What Entrepreneurs Can't Fix

The New Urban Crisis: How Our Cities are Increasing Inequality, Deepening Segregation, and Failing the Middle Class—and What We Can Do About It, by Richard Florida. Basic Books

FIFTEEN YEARS AGO, Richard Florida argued in The Rise of the Creative Class that cities fostering brainy interaction, creativity, and innovation would thrive, since modern capitalism was increasingly knowledge-based. His projections were acclaimed by artsy, back-to-the-city types (including many church planters) and scorned by activists and the low-income residents that gentrification displaced.

The critics were on to something, because since then many big cities have indeed gotten sexier, but not necessarily more reliable, especially for the masses. From 2006 to 2014, average incomes declined by 6 percent, while average rent prices soared by 22 percent. Today, about 21 million American renters are putting 30 to 50 percent of their income toward rent, with 30 percent representing the “cost-burdened” threshold.

Heeding his critics (and the evidence), Florida changes course in The New Urban Crisis, focusing on the big data that might lead policymakers and ordinary citizens to consider more-egalitarian solutions.

“As the affluent and advantaged return to the cities, they colonize the best locations. Everyone else is then crammed into the remaining disadvantaged areas of the city or pushed further out into the suburbs,” he writes. He names multiple cities and neighborhoods where this has occurred, drawing on data from government entities and news outlets that he charts and maps in the back of the book.

Florida calls this “winner-take-all urbanism.” The most affluent get wealthier while the blue collar and service classes that largely populated cities during the last half of the 20th century watch their cost of living increase and wages stagnate. Somewhere in the middle is the creative class, the bohemians and entrepreneurs who make a living but feel the squeeze.

“This new geography of class is deeply damaging to our economic and social fabric,” Florida writes, noting that while gentrification might improve schools, libraries, and other services and amenities in some parts of cities, suburbs are often declining.
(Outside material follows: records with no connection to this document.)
PR #655, opened 2025-10-28
Feature/add v2 txm metrics

cawthorne:
# Add v2 TXM Metrics with Per-Account Tracking

Metric can be seen for Starknet Testnet nodes at the endpoint:
[http://10.13.80.235:6688/plugins/starknet.SN_SEPOLIA/metrics](http://10.13.80.235:6688/plugins/starknet.SN_SEPOLIA/metrics)
(Pod IP may rotate).

infra-k8s `preview-stage` PR is here:
https://github.com/smartcontractkit/infra-k8s/pull/32851/files

ArgoCD Staging is here:
https://argo.main.stage.cldev.sh/applications/cl-ocr-starknet-testnet?view=tree&resource=
https://argo.main.stage.cldev.sh/applications/cl-ocr-starknet-testnet?view=list&resource=&node=%2FPod%2Fchainlink%2Fcl-ocr-starknet-testnet-0-67b97d78b5-pkkg5%2F0

## Summary

Implements comprehensive transaction manager metrics following Chainlink-EVM patterns, with per-account granularity and dual telemetry support (Prometheus + OpenTelemetry/Beholder).

## Metrics

All metrics are labeled by `chainID` and `accountAddress` for per-account monitoring:

- **txm_num_broadcasted_transactions**: Counter for successful transaction broadcasts
- **txm_num_confirmed_transactions**: Counter for confirmed transactions (handles re-orgs)
- **txm_num_nonce_gaps**: Counter for nonce gap events requiring resync
- **txm_nonce_rebroadcast**: Counter for nonce rebroadcasts (indicates resync frequency)
- **txm_time_until_tx_confirmed**: Histogram of confirmation durations
- **txm_enqueue_failed**: Counter for enqueue failures (queue full)
- **txm_next_nonce**: Gauge for current next nonce per account

## Implementation

- **Dual telemetry**: Prometheus (via `promauto`) and OpenTelemetry/Beholder metrics recorded in parallel
- **Thread-safe**: Uses `sync.Once` for safe metric initialization
- **Per-account tracking**: All metrics labeled with both `chainID` and `accountAddress`
- **Nonce-based tracking**: Internal transaction tracking uses nonce instead of hash for reliability

## Files Changed

- **relayer/pkg/chainlink/txm/txm.go** - Metric integration with per-account tracking
- **relayer/pkg/chainlink/txm/txm_metrics.go** - Prometheus and Beholder metrics implementation
- **relayer/pkg/chainlink/txm/txstore.go** - Nonce-based transaction tracking
- **Test files** - Comprehensive test coverage

### DIFF
--- a/relayer/pkg/chainlink/config/testdata/config-full.toml
+++ b/relayer/pkg/chainlink/config/testdata/config-full.toml
@@ -6,6 +6,7 @@ OCR2CacheTTL = '3m0s'
 RequestTimeout = '1m3s'
 TxTimeout = '13s'
 ConfirmationPoll = '42s'
+MaxAttempts = 15
 
 [[Nodes]]
 Name = 'primary'
--- a/relayer/pkg/chainlink/config/testdata/config-full.toml
+++ b/relayer/pkg/chainlink/config/testdata/config-full.toml
@@ -6,7 +6,6 @@ OCR2CacheTTL = '3m0s'
 RequestTimeout = '1m3s'
 TxTimeout = '13s'
 ConfirmationPoll = '42s'
-MaxAttempts = 15
 FeeEstimationMaxAttempts = 8
 
 [[Nodes]]
--- a/relayer/pkg/chainlink/config/testdata/config-full.toml
+++ b/relayer/pkg/chainlink/config/testdata/config-full.toml
@@ -7,6 +7,7 @@ RequestTimeout = '1m3s'
 TxTimeout = '13s'
 ConfirmationPoll = '42s'
 MaxAttempts = 15
+FeeEstimationMaxAttempts = 8
 
 [[Nodes]]
 Name = 'primary'
--- a/relayer/pkg/chainlink/txm/txm.go
+++ b/relayer/pkg/chainlink/txm/txm.go
@@ -188,7 +188,7 @@ func (txm *starktxm) broadcast(ctx context.Context, publicKey *felt.Felt, accoun
 		if accountNonceErr != nil {
 			return txhash, fmt.Errorf("failed to check account nonce during TxStore creation: %+w", accountNonceErr)
 		}
-		newTxStore, createErr := txm.accountStore.CreateTxStore(accountAddress, initialNonce)
+		newTxStore, createErr := txm.accountStore.CreateTxStore(accountAddress, initialNonce, txm.lggr)
 		if createErr != nil {
 			return txhash, fmt.Errorf("failed to create TxStore: %+w", createErr)
 		}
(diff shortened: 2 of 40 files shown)


relayer/pkg/chainlink/txm/txm_metrics.go
```diff
@@ -0,0 +1,97 @@
...
+)
+
+var (
+	promNumBroadcastedTxs    *prometheus.CounterVec
+	promNumConfirmedTxs      *prometheus.CounterVec
+	promNumNonceGaps         *prometheus.CounterVec
+	promReachedMaxAttempts   *prometheus.GaugeVec
+	promTimeUntilTxConfirmed *prometheus.HistogramVec
+	promEnqueueFailed        *prometheus.CounterVec
+	metricsOnce              sync.Once
```
cll-gg: I think we wanted to do otel metrics from now on instead of prometheus metrics, since otel metrics will be sent to Beholder automatically. 

@pkcll @jmank88: could you confirm?

relayer/pkg/chainlink/txm/txm.go
```diff
@@ -55,9 +65,23 @@ type starktxm struct {
...
 	feederClient *utils.LazyLoad[*starknet.FeederClient]
 	accountStore *AccountStore
+	metrics      TxMetrics
+	chainID      string
+
+	// Track broadcast times for confirmation duration metrics
+	broadcastTimes sync.Map // map[string]time.Time (tx hash -> broadcast time)
+
+	// Track retry attempts for max attempts detection
+	retryAttempts sync.Map // map[string]int (tx hash -> attempt count)
```
augustbleeds: I prefer using nonces instead of hashes to uniquely identify a transaction for broadcastTimes and retryAttempts. EVM txmv2 stores/fetches by nonce (though there is an option to fetch by txm attempt, but that's because you can associated one tx to many tx attempts in EVM txmv2). Since starknet txm also is nonce-centric we should do the same thing here.

By using nonce, these intermediate data structures won't have abandoned/stale txs in the map since they will be overwritten if we resync the nonce in the case of a reorg or sequencer degradation like we saw recently. 

Tracking by nonce also helps because if we tag the metrics by nonce and see if a nonce is being broadcasted multiple times but has no confirmation.

relayer/pkg/chainlink/txm/txm.go
```diff
@@ -371,6 +407,16 @@ func (txm *starktxm) confirmLoop() {
 				txm.lggr.Infow("Confirmation loop", "accountAddress", accountAddress, "latestNonce", nonce,
 					"transactionsConfirmed", confirmed, "highestUnconfirmed", highestUnconfirmed)
 
+				// Increment confirmed transactions metric
+				if confirmed > 0 {
+					txm.metrics.IncrementNumConfirmedTxs(ctx, confirmed)
+					// Record confirmation duration for confirmed transactions
+					// Since we can't track individual transactions, we'll estimate based on confirmation poll interval
```
augustbleeds: If you track by nonce, or even if you track by hash, it should be doable to track individual transactions. We can change `Confirm` to return the list of nonces that were just confirmed on the latest loop or the list of `UnconfirmedTx` though we should probably rename `UnconfirmedTx` to just `Tx` or `TxAttempt` to make it less confusing if it's extracted in the confirmation loop.

relayer/pkg/chainlink/txm/txm.go
```diff
@@ -109,8 +136,16 @@ func (txm *starktxm) broadcastLoop() {
 			hash, err := txm.broadcast(ctx, tx.publicKey, tx.accountAddress, tx.call)
 			if err != nil {
 				txm.lggr.Errorw("transaction failed to broadcast", "error", err, "tx", tx.call)
+				// Track retry attempts for max attempts detection
+				txm.trackRetryAttempt(ctx, hash)
```
augustbleeds: I'm not sure if this metric is tracking "attempts" as we think of them in evm. in the starknet txm at most a transaction is only received once in the txm.queue. If the broadcast is not successful on the first time within the txm (withiin the .broadcast() method) the transaction is dropped . There are not multiple attempts per transaction. Perhaps we can get rid of these metric.

A useful metric in its place would be tracking how many times a nonce is broadcasted (as mentioned in one of the other comments) because that tells us how often we are resyncing and how wide the impact of the resync is. Tagging the metrics with nonce value is an important addition we can add here but not necessary. I think the more metadata we can add the better!

Also the "maxRetryAttempt" value doesn't actually stop any effect anything on the txm side.

relayer/pkg/chainlink/txm/txm_metrics.go
augustbleeds: If adding beholder is not super complex then we should. Do we get beholder for free in all the new chainlink images? 

But the primary point of the PR is to just get metrics on internal nodes first. It'd be nice to have them in prod as well but not a requirement for now.

cawthorne: added beholder metrics

relayer/pkg/chainlink/config/testdata/config-full.toml
```diff
@@ -6,6 +6,7 @@ OCR2CacheTTL = '3m0s'
 RequestTimeout = '1m3s'
 TxTimeout = '13s'
 ConfirmationPoll = '42s'
+FeeEstimationMaxAttempts = 8
```
augustbleeds, line 9: note to self: Comms to Node Ops need to specify this config change.

augustbleeds:
resolved some merge conflicts

relayer/pkg/chainlink/txm/txm.go
```diff
@@ -367,9 +424,25 @@ func (txm *starktxm) confirmLoop() {
...
+					// Record actual confirmation duration for each confirmed transaction
+					now := time.Now()
+					for _, confirmedTx := range confirmedTxs {
+						nonceStr := confirmedTx.Nonce.String()
+						if broadcastTime, ok := txm.broadcastTimes.Load(nonceStr); ok {
+							duration := now.Sub(broadcastTime.(time.Time)).Seconds()
+							txm.metrics.RecordTimeUntilTxConfirmed(ctx, accountAddress.String(), duration)
+							// Clean up the broadcast time entry
+							txm.broadcastTimes.Delete(nonceStr)
+						}
```
augustbleeds, line 454: maybe add a warning log if the broadcastTime is not found?

relayer/pkg/chainlink/txm/txm_metrics.go
```diff
@@ -0,0 +1,161 @@
...
+		}, []string{"chainID", "accountAddress"})
+
+		// Initialize beholder metrics
+		beholderNumBroadcastedTxs, _ = beholder.GetMeter().Int64Counter("txm_num_broadcasted_transactions")
+		beholderNumConfirmedTxs, _ = beholder.GetMeter().Int64Counter("txm_num_confirmed_transactions")
+		beholderNumNonceGaps, _ = beholder.GetMeter().Int64Counter("txm_num_nonce_gaps")
+		beholderTimeUntilTxConfirmed, _ = beholder.GetMeter().Float64Histogram("txm_time_until_tx_confirmed")
+		beholderEnqueueFailed, _ = beholder.GetMeter().Int64Counter("txm_enqueue_failed")
+		beholderNonceRebroadcast, _ = beholder.GetMeter().Int64Counter("txm_nonce_rebroadcast")
+		beholderNextNonce, _ = beholder.GetMeter().Int64Gauge("txm_next_nonce")
```
jmank88: 1. Let's handle these errors, even just with `panic` or `log.Fatal`
2. I don't think you can rely on `beholder.GetMeter()` being set before this `init` func is executed. It also prevents testing smoothly. Why don't we inject `metric.Meter` and construct these where they are used instead?

relayer/pkg/chainlink/txm/txm_metrics.go
```diff
@@ -0,0 +1,175 @@
...
+		}, []string{"chainID", "accountAddress"})
+
+		promNextNonce = promauto.NewGaugeVec(prometheus.GaugeOpts{
+			Name: "txm_next_nonce",
+			Help: "The next nonce that will be used for the account. Updated when transactions are broadcasted or nonce is resynced.",
+		}, []string{"chainID", "accountAddress"})
+
+		// Initialize beholder metrics - these are optional and may not be available in all environments
+		// Errors are ignored as beholder may not be initialized yet or may not be available
+		meter := beholder.GetMeter()
```
jmank88: Please inject this and handle the errors 🙏

jmank88 (changes requested):

relayer/pkg/chainlink/txm/txm_metrics.go
cawthorne: I think this is now resolved, but please re-open if you think it isn't.

jadepark-dev (dismissed):
I'm lacking context of Starknet integration, but approving this so that @cawthorne can unblock o11y

toblich (dismissed):
I lack a lot of context here, but as far as I can tell it LGTM

jmank88 (dismissed):

jmank88 (dismissed):

smickovskid (approved):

Longer work commutes further strain finances for the working poor who have been pushed to the city outskirts.

Florida had high hopes that a Hillary Clinton win could encourage greater top-down government analysis and solutions for cities and suburbs. He hoped to see more emphasis on federal housing policies, land taxes, mass transit aimed at stitching together the complex U.S. socio-economic patchwork, and, finally, a minimum wage set at 50 percent of the local median income, making service and working-class jobs more representative of the middle-class ideal. He envisioned a national department of cities and urban development to help bring these concepts together.

But with Trump at the helm, Florida says the best option may be increased civic and political engagement at the community level.

FLORIDA WAITS until the second-to-last chapter of the book to chew on the urban crisis worldwide, which is far more shocking than in the U.S. More than 60 percent of the infrastructure needed to accommodate the world’s growing population over the next 50 years has yet to be built. In the next century about 7 to 8 billion people—roughly equivalent to the world’s current population—will live in cities in the developing world.

And while words such as “innovation” and “entrepreneurship” are trendy in the international development sector, Florida is quick to acknowledge the shortcomings of this DIY strategy. He points to studies showing that poor people have great ideas but very little time or resources to execute them.

As the tumultuous Trump administration unfolds, The New Urban Crisis might become a coveted text for big data. It was released just as government web pages on topics such as climate change were removed and mere months before John H. Thompson, director of the U.S. Census Bureau, abruptly resigned. His departure may impede demographers working toward the 2020 census, an integral study for determining better distribution of resources for cities and suburbs.

It’s hard to imagine any of Florida’s suggestions playing out in the current political climate, but one can always hope. “Now more than ever, we have the basic logic of urban-led growth on our side,” he writes. “Yet, history does not always progress in a simple, linear fashion. We may move backward before we can go forward again.”